It turns out there are as many ways to meditate on “power” as there are poets and writers in the city. The work here touches on the deep undertow of memory, the immense force of the natural world, the power of music and magic, as always, the shifting dynamics between teacher and student, parent and child, lover and beloved.
Yes: power is a corrupting force. Yes: power is abused, and terribly. Yes: we must speak truth to the power that reproduces inequality and perpetrates injustice. But power is also beautiful, because it belongs to each of us.
Every time we write a poem. Every time we give ourselves the quiet to think a bit more deeply about what we feel to be true. Every time we greet one another with a little more openness, curiosity, and love. And every time we witness an injustice, our power is there, waiting for the spark of electricity to travel from heart to brain to vocal cords to tongue to teeth to the enormous air, to say, we must do better.
Thank you, as always, to the APIARY staff, who teaches us the power of generosity and commitment every day; to Decarcerate PA and Aja Beech, our APIARY 7 collaborators, for their work on behalf of prison reform in Pennsylvania and beyond; to the authors, for sharing their powerful voices with us; and to you, the readers, whose eyes and hearts conduct enough voltage to light up our city.
It was a moving experience to work on the Special Section of APIARY 7 in collaboration with Sarah Morris from Decarcerate, PA, and Aja Beech, an activist, poet and board member of Pennsylvanians for Alternatives to the Death Penalty. Beech says in her essay [available in-full online], “With 1 in 31 Americans experiencing some form of correctional control, it is guaranteed that any person reading this edition of Apiary has a form of personal experience with their states’ justice system. The good news is that personal experience can motivate us to change this system. The most important thing any one of us can do is be involved.

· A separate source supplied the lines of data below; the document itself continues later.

PR #31, opened 2026-05-22
fix(pdf): keep page-advance flag set until new paragraphs land (closes #30)

### LINKED ISSUE #30: rishi-electron: PDF reader repeats current page's first paragraph instead of advancing to next page
## Summary

In the PDF reader, when the user advances past the last paragraph on a page, the reader returns to the **first paragraph of the same page** instead of advancing to the **first paragraph of the next page**.

## Repro

1. Open a multi-page PDF in `rishi-electron`.
2. Navigate to the last paragraph of any page.
3. Trigger "next paragraph" (whatever input the UI uses — keyboard, TTS auto-advance, swipe, etc.).
4. Expected: reader scrolls to the next page and selects its first paragraph.
5. Actual: reader stays on the same page and selects that page's first paragraph.

## Expected behavior

When the current paragraph is the last on the current page, "next paragraph" should:
- Advance the page (cross page boundary)
- Select the first paragraph of the new page

## Likely surface area (for the fixer to confirm)

The PDF paragraph machinery lives under `apps/rishi-electron/src/renderer/src/components/pdf/`. Relevant files based on a quick grep:

- `stores/pdfStore.ts` — `isLookingForNextParagraph` state + setter (lines 54, 77, 110, 162).
- `components/pdf/utils/pageControls.ts` — toggles that flag (lines 7, 14, 21, 28).
- `components/pdf/utils/getPageParagraphs.ts`, `pdfParagraphToPageNumber.ts`, `wordsToParaagraphs.ts` — paragraph derivation utilities.
- `components/pdf/hooks/useScrolling.tsx` — scrolling integration.

Probable root cause family: the boundary case where the requested next-paragraph index exceeds the current page's paragraph count — the code likely wraps to `0` on the same page instead of advancing the page.

## Acceptance criteria

- [ ] A failing test exists that asserts: from the last paragraph of page N, "next paragraph" lands on the first paragraph of page N+1 (not page N).
- [ ] The test passes after the fix.
- [ ] No regression on mid-page next-paragraph behavior (boundary case is the only thing changed).
- [ ] No regression on the last page of the document (should remain on the last paragraph, not wrap or crash).

matovu-farid:
## Summary

Fixes #30 — in the PDF reader, advancing past the last paragraph on page N reverted the visible page to the OLD page, leaving the reader visually stuck on page N's first paragraph instead of advancing to page N+1.

## Root cause

`pageControls.nextPage`/`previousPage` set `isLookingForNextParagraph = true`, called `virtualizer.scrollToIndex`, and then **synchronously** cleared the flag back to `false` — all in the same tick.

`useScrolling` reads that flag inside a 100 ms debounced effect, so it always observed `false` and helpfully auto-scrolled the container to keep the still-highlighted (old-page) `<mark>` element in view. Net effect: page-advance scrolled forward, then `useScrolling` snapped it back. The user perceived this as "the reader returns to the same page".

The scroll-target math in `pageControls.ts` (`scrollToIndex(pageNumber)` to advance to next page) was already correct — proven by the four sibling tests that pass without any change to that code.

## Change

- `pageControls.ts`: stop clearing the suppression flag synchronously. The flag now stays set across the `scrollToIndex` call and is released later by the paragraph-publishing pipeline.
- `usePdfReader.ts:publishParagraphsForPage`: once a new page's `currentViewParagraphs` has been stored (`currentDiffers === true`), clear the flag. By that point the player is about to highlight a paragraph that lives on the NEW page, so `useScrolling`'s next tick scrolls to the correct mark.

## Verification

- New failing tests in `apps/rishi-electron/src/renderer/src/components/pdf/utils/pageControls.test.ts`:
  - `nextPage` and `previousPage` leave `isLookingForNextParagraph === true` after they return.
- Four sibling tests confirm the scroll-target math (`pageNumber` → next, `pageNumber - 2` → prev, last-page guard) was correct and remains so.
- Full PDF/player vitest suite: 190 / 190 pass.
- `pnpm --filter rishi-electron typecheck:web`: clean.

Unrelated pre-existing failures (localStorage in happy-dom env: `tutorialStore`, `WelcomeModal`, `ContextualHint`, `authStore`, `queries`, `FileComponent`) reproduce on `main` and are out of scope.

## Test plan

- [ ] Open a multi-page PDF in `rishi-electron`.
- [ ] Start TTS read-aloud on page N.
- [ ] Wait until the last paragraph on page N finishes playing — reader should advance to page N+1 and start playing its first paragraph.
- [ ] Press ArrowDown while paused at the last paragraph on page N — same expected behaviour.
- [ ] On the LAST page of the document, ArrowDown / AUDIO_ENDED must not wrap, crash, or scroll to a previous page.


matovu-farid (commented):
Reviewer pass on the flag-lifecycle fix. The core race diagnosis is right and the rendezvous in `publishParagraphsForPage` works for the common path. A few concerns to surface.

### 🟡 Important — last-page leaves the flag stuck `true`
`apps/rishi-electron/src/renderer/src/components/pdf/utils/pageControls.ts:15-25`

`nextPage` has no `pageNumber === pageCount` guard, but the player DOES request a next page off the last page: `usePlayerMachine.ts:328-334` transitions into `waitingForParagraphs` → unconditionally sets `pageRequest: 'next'` → `pdf.tsx:168` invokes `nextPage()` → `virtualizer.scrollToIndex(pageCount, …)` is called out-of-bounds. No new page renders → `publishParagraphsForPage` never sees `currentDiffers` flip → the flag stays `true` for the remainder of the session.

User-visible effect: every subsequent paragraph highlight on that book session is silently denied an auto-scroll (`useScrolling.tsx:81-84` early-returns). On a long final page this means the highlight will drift off-screen and never re-center. Compare to the pre-fix code which always cleared the flag synchronously — that path was buggy too, but at least self-recovering.

Suggested fix: either (a) bounds-check in `nextPage`/`previousPage` and skip both the flag set and the scroll, or (b) belt-and-braces clear the flag in `publishParagraphsForPage` whenever the published page equals the machine's `currentPage` (not just on `currentDiffers`) so any stable-state republish releases it.

### 🟢 Polish — test 3 ('does NOT scroll past the last page') is permissive in a way that hides the bug above
`apps/rishi-electron/src/renderer/src/components/pdf/utils/pageControls.test.ts:49-67`

The test accepts EITHER bail-out OR a scroll to index 10 (`target ≥ 10 && target ≤ 10`). Current implementation takes the scroll-past-end branch and the test passes. If you intend last-page to be a no-op (which would also fix the stuck-flag), this should assert `expect(scrollToIndex).not.toHaveBeenCalled()` and assert the flag is NOT set. As written it documents the buggy behaviour rather than the desired contract.

### 🟢 Polish — comment in `pageControls.ts` is useful WHY, not WHAT-rehash; keep it
`pageControls.ts:3-14` correctly explains the non-obvious cross-module lifecycle. No change requested.

### Confirmed / non-findings
- Fixer's claim ('flag only ever set true by `nextPage`/`previousPage`') holds — verified by grepping all `setIsLookingForNextParagraph` callers (`pdfStore.ts:110,162`, `pageControls.ts:19,31`, `usePdfReader.ts:332`). First-load is unaffected.
- `currentDiffers` is robust against 'identical text' pages: `pageDataToParagraphs` derives `paragraph.index` from `pageNumber * 10000 + i` (`getPageParagraphs.ts:59,71`), so two pages with identical text still produce non-`isEqual` paragraphs.
- Double-`nextPage` clicks are fine — flag staying `true` through the second call is exactly what we want; it's released when the *eventual* new-page paragraphs land.
- Test 5/6 ('keeps flag TRUE') test the contract the fix is built on and would have failed against the buggy code. Good regression coverage.

### Verdict
Important-but-mergeable. The fix solves the reported issue; the last-page edge case is a latent-but-real follow-up that can ship in a small follow-up PR if you want to land this now.

matovu-farid (commented):
Addressed the last-page flag-stuck finding in b175c77c.

**Fix** (`apps/rishi-electron/src/renderer/src/components/pdf/utils/pageControls.ts`):
- `nextPage()` now bails out early when `pageNumber >= pageCount`, before raising `isLookingForNextParagraph`.
- `previousPage()` gets the symmetric guard when `pageNumber <= 1` (same failure mode otherwise — flag set, scroll to virtual index -1, flag never clears).

This means the flag is never raised when no new page can render, so it can't get stuck `true` for the rest of the session.

**Tests** (`pageControls.test.ts`):
- Added 3 failing-first cases: out-of-bounds last/first page scroll attempts, and a regression case asserting the flag stays `false` when `nextPage`/`previousPage` is called at a boundary.
- Tightened the existing "does NOT scroll past last page" test — the old assertion (`target ≥ 10 && ≤ 10` inside a conditional) would pass against a scroll-past-end call; it now strictly asserts `scrollToIndex` was never called on the last-page case (your 🟢 finding).

**Verification**:
- `pageControls.test.ts`: 9/9 green.
- Broader PDF + pdfStore + hooks suites: 158/158, no regressions.
- `typecheck:web`: clean.

matovu-farid (commented):
**Update — chasing the snap-back the user reported after the previous build**

> "It actually scrolls to the next page, to the very first paragraph, and then it goes back to the previous page and goes to the first paragraph of the previous page. There's probably some sort of race condition…"

### Root cause

`publishParagraphsForPage` cleared `isLookingForNextParagraph` the moment new-page paragraphs landed. That happens **before** the player resolves the new page's audio and assigns `highlightedParagraphIndex`. By the time `useScrolling`'s 100 ms debounced effect actually ran against the first new-page highlight, the suppression flag was already `false`. Its centering math then scrolled *up* by ~half the viewport height to "center" paragraph 0 — which sat flush with the top of the viewport after `virtualizer.scrollToIndex(N+1, { align: 'start' })`. That upward scroll pulled page N back into view. The page-advance to N+1 did happen first (which is what the user observed), then the centering animation snapped the container back.

PR #31's flag-lifecycle fix kept the flag set long enough to silence `useScrolling`'s first wake-up after `nextPage()`, but the *consumer* race — the centering effect that runs only once the new highlight is assigned — slipped through because the producer cleared the flag in between.

### Fix (one driver, one rendezvous)

- `useScrolling` now spends the suppression flag inside its 100 ms timeout body: if `isLookingForNextParagraph` is true, it clears the flag and returns *without* centering. The next paragraph advance (paragraph 1 on the new page) sees `false` and centers normally.
- `publishParagraphsForPage` no longer touches the flag — its only job is publishing paragraphs. Comment block updated to point at the new rendezvous.
- `pageControls.ts` lifecycle comment refreshed to reflect the new contract.

### Failing test → fix

Added `apps/rishi-electron/src/renderer/src/components/pdf/hooks/useScrolling.test.tsx`. It drives the real `publishParagraphsForPage` so any regression that re-introduces an early flag-clear is caught:

- `does NOT auto-center the first paragraph of a freshly-landed page (would snap back to previous page)` — proves the snap-back is gone (no `animate(…)` call, flag self-clears).
- `still centers in-page paragraph advances (suppression must self-clear after the first new-page highlight)` — guards against a naive "just leave the flag stuck true" fix that would silently break the in-page TTS scroll-along.

Both tests fail on `b175c77c`. Both pass on `d1f624b7`.

### Verification

- `pnpm vitest run src/renderer/src/components/pdf src/renderer/src/hooks src/renderer/src/machines` — 31 files, 301 tests, 0 failures.
- `pnpm typecheck:web` — clean.
- Pre-existing `tutorialStore` / `localStorage` failures in unrelated files are not touched.

### Commits

- `187377f8` test(pdf): add failing test for next-paragraph snap-back race (#30)
- `d1f624b7` fix(pdf): consume next-paragraph suppression flag in useScrolling (#30)

Also removed the stray `console.log({ el })` in `useScrolling` that was being printed on every TTS highlight.

matovu-farid (commented):
## Re-review: snap-back fix (commits 187377f8, d1f624b7)

**Verdict: LGTM.** The hypothesis holds up, the fix is at the right layer, and the new test exercises the bug.

### Hypothesis audit (supported by code)

The fixer's hypothesis traces correctly:
- `pdf.tsx:174-185` assigns `highlightedParagraphIndex` only when `playerStore.activeParagraph` changes (after audio resolves) — strictly **after** `publishParagraphsForPage` runs. So the window the old fix relied on (paragraphs published == highlight resolved) does not exist; there is a real lag.
- `useScrolling.tsx:67-69` gates on `highlightedParagraph?.index`, so the effect is idle during that lag and the old producer-side clear was wasted.
- With mark at viewport-top (post `align:'start'`) and `clientHeight=800`, the centering math `elementTop - clientHeight/2 + height/2` resolves below `scrollTop` by ~viewport/2 — exactly the upward snap-back.

### Findings

- 🟢 **`useScrolling.tsx:78-79`** — the `if (!el) return` early-out runs before the flag-consume, so a highlight arriving before the `<mark>` is in the DOM leaves the flag set. Next legitimate highlight consumes it (single suppressed scroll, then self-clear). Not a bug worth blocking on, but worth a brief comment so a future reader doesn't move the early-out below the flag check and accidentally clear-without-consume.
- 🟢 **`usePdfReader.ts:301` export** — only the test imports it (`grep` confirms). Surface widening is bounded; the JSDoc already calls out the test-only intent. Fine.

### Confirmations against the review checklist

- **Single consumer of the flag.** `useScrolling` is now reader+writer; only other writers are `pageControls.nextPage/previousPage`. No third consumer exists. No new race introduced.
- **Test exercises the real race**, not internal state. It drives the actual `publishParagraphsForPage` and asserts `animate()` is not called with the snap-back target. Mark geometry (`top:0`, container `scrollTop:1000`) reproduces the upward centering target (~612). Test fails on old code, passes on new code (verified locally).
- **First highlight after book load.** `pdfStore.ts:110` initializes `isLookingForNextParagraph: false`; only `pageControls` set it true. Safe.
- **Stuck-true edge.** Last-page nextPage is already guarded (`pageControls.ts:33`); first-page previousPage symmetric guard at `:48`. If no new highlight ever resolves, the flag waits — next highlight consumes it (one skipped scroll, then normal). No permanent denial.

### Worth checking (not a finding)

- The fixer's own caveat about `customTextRenderer` identity churn (`pdf-page.tsx:113-116`) is plausible — it re-memoizes on every `highlightedParagraph` change on the active page, which can re-stream the text layer. If the snap-back recurs in a different shape, that's the next thing to look at. Not in scope for this PR.

Review: https://github.com/matovu-farid/rishi-monorepo/pull/31

matovu-farid (commented):
## Real root cause for the persisting snap-back

The new failing e2e spec `apps/rishi-electron/e2e/pdf-next-paragraph-snap-back.spec.ts` reproduces the user-reported symptom at real-world timing (2.5s observation window). Without the fix, the timeline shows the reader scrolling forward to scrollTop≈1418 (page 2 start), then snapping back to scrollTop≈271 within ~50ms — exactly the "advances then snaps back" behaviour reported on this PR.

**Root cause:** `useScrolling` was calling `animate(container.scrollTop, target, opts)` and throwing away the returned `AnimationPlaybackControls`. When the player crosses a page boundary while a centering tween is still in flight (framer-motion's 800ms default), the stale animate keeps writing `container.scrollTop` on every rAF tick — pulling the reader back to the page-N target it captured at creation time, AFTER the virtualizer already scrolled to page N+1.

The previous commits on this branch (`c206ec6e`, `b175c77c`, `d1f624b7`) handled adjacent cases: keeping the suppression flag set past `publishParagraphsForPage`, guarding `nextPage`/`previousPage` against OOB targets, and clearing the flag from the consumer side in `useScrolling`'s timeout body. Those addressed when the centering effect _runs_ after the boundary. They did NOT cover the case where an animate was already running BEFORE the boundary — that animate's `onUpdate` keeps firing regardless of any flag the consumer reads, because the controls were never stored anywhere we could call `.stop()` on. Those commits stay as guards; the new commit closes the missing gap.

**Fix:** Hold the active animate's controls in a `useRef` and `.stop()` them in three places:
1. On the next centering iteration, before scheduling a new animate.
2. On effect cleanup (highlight changed).
3. The moment `isLookingForNextParagraph` flips to true — via a dedicated `usePdfStore.subscribe` watcher.

**Evidence:**
- Without fix: `Expected: > 1218, Received: 271` (scrollTop snapped back from 1418 to 271).
- With fix: scrollTop holds at 1418 across the full 2.5s window; `pdfStore.pageNumber` settles at 2 by t=104ms and stays there.
- Screenshots: `apps/rishi-electron/e2e/screenshots/snap-back-before.png`, `apps/rishi-electron/e2e/screenshots/snap-back-after.png`.

**Verification:**
- New e2e spec: passes with fix, fails without.
- 116 unit tests pass (vitest: useScrolling, pdfStore, usePdfReader, playerMachine, related).
- `typecheck:web` passes.
- Other PDF specs (`pdf-scroll-position`, `pdf-scroll-up-jitter`) hit a generic 60s test timeout on this machine BOTH with AND without the fix, so the regression is environmental (sentry CSP 500s + slow indexing close), not caused by these changes. Worth fixing the `closeApp` hang separately.

**Commits added:**
- `4841a1e7` — test(pdf): add failing e2e test for next-paragraph snap-back at real timing (#30)
- `58b5f9a5` — fix(pdf): cancel stale framer-motion animate on page-advance (#30)

**Reviewer note:** the fix only addresses PDF. The EPUB/MOBI reader paths don't use this hook (they have their own scrolling via `react-reader`), so the same bug class would need a separate audit there if it ever surfaces.

matovu-farid (commented):
## Real root cause for the persisting snap-back

The new failing e2e spec `apps/rishi-electron/e2e/pdf-next-paragraph-snap-back.spec.ts` reproduces the user-reported symptom at real-world timing (2.5s observation window). Without the fix, the timeline shows the reader scrolling forward to scrollTop=1418 (page 2 start), then snapping back to scrollTop=271 within ~50ms — exactly the "advances then snaps back" behaviour reported on this PR.

**Root cause:** `useScrolling` was calling `animate(container.scrollTop, target, opts)` and throwing away the returned `AnimationPlaybackControls`. When the player crosses a page boundary while a centering tween is still in flight (framer-motion's 800ms default), the stale animate keeps writing `container.scrollTop` on every rAF tick — pulling the reader back to the page-N target it captured at creation time, AFTER the virtualizer already scrolled to page N+1.

The previous commits on this branch (`c206ec6e`, `b175c77c`, `d1f624b7`) handled adjacent cases: keeping the suppression flag set past `publishParagraphsForPage`, guarding `nextPage`/`previousPage` against OOB targets, and clearing the flag from the consumer side in `useScrolling`'s timeout body. Those addressed when the centering effect runs after the boundary. They did NOT cover the case where an animate was already running BEFORE the boundary — that animate's onUpdate keeps firing regardless of any flag the consumer reads, because the controls were never stored anywhere we could call `.stop()` on. Those commits stay as guards; the new commit closes the missing gap.

**Fix:** Hold the active animate's controls in a `useRef` and `.stop()` them in three places:
1. On the next centering iteration, before scheduling a new animate.
2. On effect cleanup (highlight changed).
3. The moment `isLookingForNextParagraph` flips to true — via a dedicated `usePdfStore.subscribe` watcher.

**Evidence:**
- Without fix: `Expected: > 1218, Received: 271` (scrollTop snapped back from 1418 to 271).
- With fix: scrollTop holds at 1418 across the full 2.5s window; `pdfStore.pageNumber` settles at 2 by t=104ms and stays there.
- Screenshots: `apps/rishi-electron/e2e/screenshots/snap-back-before.png`, `apps/rishi-electron/e2e/screenshots/snap-back-after.png`.

**Verification:**
- New e2e spec: passes with fix, fails without.
- 116 unit tests pass (vitest: useScrolling, pdfStore, usePdfReader, playerMachine, related).
- `typecheck:web` passes.
- Other PDF specs (`pdf-scroll-position`, `pdf-scroll-up-jitter`) hit a generic 60s test timeout on this machine BOTH with AND without the fix, so the regression is environmental, not caused by these changes.

**Commits added:**
- `4841a1e7` test(pdf): add failing e2e test for next-paragraph snap-back at real timing (#30)
- `58b5f9a5` fix(pdf): cancel stale framer-motion animate on page-advance (#30)

**Reviewer note:** the fix only addresses PDF. The EPUB/MOBI reader paths don't use this hook (they have their own scrolling via react-reader), so the same bug class would need a separate audit there if it ever surfaces.

matovu-farid (commented):
## Reviewer pass — round 2 (commits 4841a1e7 + 58b5f9a5)

**Verdict: important-but-mergeable.** Root-cause theory holds against the code; the three `.stop()` sites are correct and not redundant; cleanup of the subscribe watcher is correct (returns `unsub` directly). The e2e spec reliably reproduces the scrollTop snap-back at 2.5s. One important gap in the test, two polish items.

### Theory check (≥95%)
`pageControls.nextPage` calls `setIsLookingForNextParagraph(true)` synchronously BEFORE `virtualizer.scrollToIndex`. `subscribeWithSelector` middleware is wired on `pdfStore` (`stores/pdfStore.ts:88`), so the watcher in `useScrolling.tsx:91-102` fires synchronously inside that `set()` — the in-flight animate is stopped before scrollTop is rewritten. No race window. `animate(value, value, opts)` returns `AnimationPlaybackControlsWithThen` (per `framer-motion/dist/dom.d.ts`), `.stop()` halts the rAF loop. Theory is sound.

### Findings

🟡 **Test asserts the wrong-ish thing for the user's report** — `e2e/pdf-next-paragraph-snap-back.spec.ts:443-458` only asserts `final.scrollTop` and `final.pdfPage`. The docstring at L11-13 promises an assertion on `highlightedParagraphIndex resolves to a paragraph on page N+1` and the timeline samples it, but no `expect(...)` on it. User asked specifically about *which paragraph is highlighted*; the test could pass while highlight state is still stale. Add `expect(final.highlighted).toMatch(/^2\d{4}$/)` (or compare against `pdf.currentViewParagraphs` membership) so a regression in highlight resolution is caught here, not in the field.

🟢 **Repro path bypasses the player machine** — `bookPage.evaluate` at L177-215 calls `setHighlightedParagraphIndex` directly and never runs `PLAY → NEXT` through `usePlayerMachine`. The comment at L170-176 acknowledges this. Acceptable because the bug lives downstream of `requestNextPage()` and the chain `playerStore.pageRequest='next'` → `pdf.tsx` subscription → `pageControls.nextPage` IS exercised (`stores/playerStore.ts:79`, `components/pdf/components/pdf.tsx:166-170`). Worth a follow-up spec that drives via actual `PLAY` to catch player-side regressions.

🟢 **Earlier "defensive guard" suppression-clear is now structurally dead-ish but not removable yet** — `useScrolling.tsx:141-145`. With the new animate-cancel in place, the centering branch can no longer fight the page jump regardless of the flag. However the early-return at L144 still suppresses a single redundant centering call on the first highlight of the new page (which would otherwise scroll the page-N+1 first-paragraph mark to viewport center — visually a small jump). Keep it, but tighten the L85-90 comment which still claims it covers the original bug.

### Worth checking (lower confidence)
- Rapid-fire NEXT: each new `nextPage()` will `.stop()` the prior animate and the new scroll effect will start a fresh one. Chain is stable per call — no leak.
- Subscribe watcher allocates one closure per mount (deps `[]`), not per render. Cleanup returns `unsub` directly. No leak.

Earlier guards check: flag-keep in `pageControls.ts` (c206ec6e) is still load-bearing for in-page advances where no animate is running.

matovu-farid (commented):
Both review comments addressed in 3fc8114e (fix/30-pdf-next-paragraph).

**yellow — e2e test now checks WHICH paragraph the reader is reading, not just scrollTop**

The spec now asserts on `pdfStore.highlightedParagraphIndex` (defined at `apps/rishi-electron/src/renderer/src/stores/pdfStore.ts:47`, driven from `playerStore.activeParagraph` via the subscription at `apps/rishi-electron/src/renderer/src/components/pdf/components/pdf.tsx:174-185`). PDF paragraph ids are encoded as `pageNumber * 10000 + idx` by `pageDataToParagraphs` (`apps/rishi-electron/src/renderer/src/components/pdf/utils/getPageParagraphs.ts:11`), so the assertion resolves the highlighted id via `floor(index / 10000)` and requires page >= 2 after the 2.5s wait — i.e. the literal user-visible "which paragraph is the reader reading" signal. The existing scrollTop and `pdfStore.pageNumber` assertions are kept as defence-in-depth.

To make the highlight assertion observable, the spec now also simulates the player's `waitingForParagraphs` → PLAY[0] transition: once page-2 paragraphs publish to `playerStore.currentParagraphs`, the test sets `activeParagraph` to the first paragraph of page 2 (id `20001` in the fixture). Without that step, `activeParagraph` would stay pinned to page 1's last paragraph and the highlight would never even attempt to move — the test would be assertion-vacuous w.r.t. the user's question.

Sample observed timeline at t=0/106/2969ms: `page=2 hl=20001 active=20001` — flag clears within one frame, highlight stays on page 2 throughout. Test passes against HEAD.

**green — stale comment in useScrolling.tsx tightened**

Old block (lines 73-90) overstated the role of the flag-read-and-clear. Rewritten to: animate-cancel via the store subscription is the **primary** defence; the flag-read-and-clear in the centering effect's timeout body is a **secondary** guard for the edge case where no animate is in flight at the boundary (without it, the first new-page highlight would still re-center into the previous page by one frame). 3-5 lines, WHY only.

**Verification**
- `pnpm --filter rishi-electron exec playwright test e2e/pdf-next-paragraph-snap-back.spec.ts` → 1 passed (1.2m). The trailing "Worker teardown timeout" is the known `closeApp` hang on slow indexing fibers — the test body itself passed before teardown ran.
- `pnpm --filter rishi-electron typecheck:web` → clean.
- Red-state revert verification was skipped per the brief's "if stash is too invasive, skip" clause — the existing in-line scrollTop assertion already gives us red-state coverage of the animate-cancel logic via commit history (4841a1e7 is the red commit, 58b5f9a5 the green).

My father worked in the Philadelphia Prison’s System for almost 30 years, retiring as a captain. When I visited the prison over the years, I found out how hard it was to experience–even briefly–what it felt like to have someone have ultimate power over one’s life. This section is special because it is important for us to witness the insurmountable ability of the human spirit to overcome the hard press of concrete and bars, to find some way to stand up and make its voice heard, to say, “I live. I breathe. I count.” It is easy to say, “Oh well they’ve committed crimes.”
It is hard to look at the broken pieces in our system and say, well yes; something is terribly wrong. We do not all lead lives of privilege. And true privilege is to have no awareness that you have freedom attached to your skin color or gender, or that your privilege separates you, keeps you protected.
I began to write at five-years-old to save my life, a necessity, not a hobby. I would not have survived my environment without it, and I testify wholeheartedly that I very nearly didn’t. Writing is freedom. The incarcerated authors that I was blessed to have read have–through their writing–carved a much deserved space for themselves in our magazine. Let their voices sing loud. Let the voices of all those imprisoned sing loud. Let their spirits be free.